The new algorithm monitors, in particular, the inverter subsystems and sends alarms when maximum and minimum values are reached. It analyzes data and categorizes variables according to historic values.

The scientists identified the types of failures according to the errors obtained in the inverters and the description of occurrences. Failures include grid faults, grid overvoltage, temporary grid overvoltage, grid undervoltage, low voltage, temporary AC overcurrent, grid overfrequency, grid underfrequency, grid power failure, excessive stray current, supply grid fault, 10-minute grid overvoltage, output overload, and unbalanced load of grid device fault.

The group tested the proposed approach on two ground-mounted PV systems with capacities of 140 kW and 590 kW. Both installations rely on inverters provided by German manufacturer SMA. “The variables of each inverter were analyzed, and the following types of failure were verified in the case of the variable yield, due to the inverter errors,” it explained.

The data were characterized via fine tree, medium tree, and coarse tree prediction models. In tree-based models, a set of splitting rules actively divides the feature space into multiple smaller, non-overlapping regions with similar response values.

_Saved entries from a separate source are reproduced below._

PR #6264, opened 2026-02-12
Replace trivial `core:mem` imports with `base:runtime`.

Kelimion:


Kelimion:
`core:strings` is being [worked on](##6261) by @Faker-09.
This PR will evaluate the remainder.

PR #6271, opened 2026-02-13
[core:container/pool]  Fix pool parapoly type error when using multiple Pool types

### LINKED ISSUE #6219: Compiler is confused about parapoly when using two pools
## Context

This is a simplified version of a problem I ran into while working with the `pool` container. For some reason the compiler is getting confused when I added the second pool with a different type.

Adding `-sanitize:address` results in it compiling without problems.

        Odin:    dev-2026-01:f7901cffc
        OS:      Ubuntu 24.04.3 LTS, Linux 6.14.0-37-generic
        CPU:     Intel(R) Xeon(R) CPU E5-1620 v4 @ 3.50GHz
        RAM:     23954 MiB
        Backend: LLVM 18.1.3

```
package main

import "core:container/pool"

@(private)
Bar :: struct {
    link: ^Bar,
}

@(private)
Foo :: struct {
    link: ^Foo,
}

fooPool: pool.Pool(Foo)
barPool: pool.Pool(Bar)

main :: proc() {
    if error := pool.init(&fooPool, "link"); error != nil {
        panic("")
    }

    if error := pool.init(&barPool, "link"); error != nil {
        panic("")
    }

    foo, err1 := pool.get(&fooPool)

    // Uncommenting the next line causes compilation failure:

    /*
/home/matt/odin/core/container/pool/pool.odin(73:19) Error: Cannot assign value 'p' of type '^Pool($T=Foo)' to '^Pool($T=Bar)' in a procedure argument 
    _unpoison_elem(p, elem) 
                  ^ 
 
/home/matt/odin/core/container/pool/pool.odin(73:22) Error: Cannot assign value 'elem' of type '^Foo' to '^Bar' in a procedure argument 
    _unpoison_elem(p, elem) 
                     ^~~^ 
 

    */

    bar, err2 := pool.get(&barPool)
}
```

### Steps to Reproduce
`odin run .` with the attached sample

oxSleep:
## Summary
  - Fix #6219
  - Replace @(disabled=...) attribute on _poison_elem and _unpoison_elem with when blocks inside the procedure body
  - The @(disabled) attribute causes the compiler's type inference to confuse generic parameters across different Pool instantiations

 I'm not sure if this is the intended behavior of @(disabled) on parapoly procedures or a compiler bug, but the when block approach avoids the issue and is consistent with how destroy already handles it in the same file.

### DIFF
--- a/core/container/pool/pool.odin
+++ b/core/container/pool/pool.odin
@@ -113,28 +113,30 @@ _set_next :: proc(p: ^Pool($T), elem: ^T, next: ^T) {
 	(^^T)(uintptr(elem) + p.link_off)^ = next
 }
 
-@(disabled=.Address not_in ODIN_SANITIZER_FLAGS)
 _poison_elem :: proc(p: ^Pool($T), elem: ^T) {
-	if p.link_off > 0 {
-		sanitizer.address_poison_rawptr(elem, int(p.link_off))
-	}
+	when .Address in ODIN_SANITIZER_FLAGS {
+		if p.link_off > 0 {
+			sanitizer.address_poison_rawptr(elem, int(p.link_off))
+		}
 
-	len := size_of(T) - p.link_off - size_of(rawptr)
-	if len > 0 {
-		ptr := rawptr(uintptr(elem) + p.link_off + size_of(rawptr))
-		sanitizer.address_poison_rawptr(ptr, int(len))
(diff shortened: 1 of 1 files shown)


Kelimion:
Thanks for tracking this down. So that was what was confoundig the inference. Perhaps @gingerBill can use this to fix the inference in the presence of `@(disabled)`.

PR #6287, opened 2026-02-15
Fix build errors in the sys/es package

krnowak:
I haven't got the slightest idea what this "es" platform actually is, but its `sys/es` package does not even compile. The fixes were easy, though.


Kelimion:
It's support for [Essence OS](https://gitlab.com/nakst/essence).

The academics claim that the proposed algorithm is able to identify seasonal variations in inverter failures and that the results it provides can be used for reliability analysis. “The data-driven evaluation developed in this study indicates that inverters subsystems emerge for categorizing failure modes,” they stressed.

They also suggested protecting inverters from inrush and overcurrent automatically by using clamp circuits to the resonant capacitance in parallel. “High power-conversion efficiency can be achieved by regenerating the clamp current to the input voltage source,” they concluded.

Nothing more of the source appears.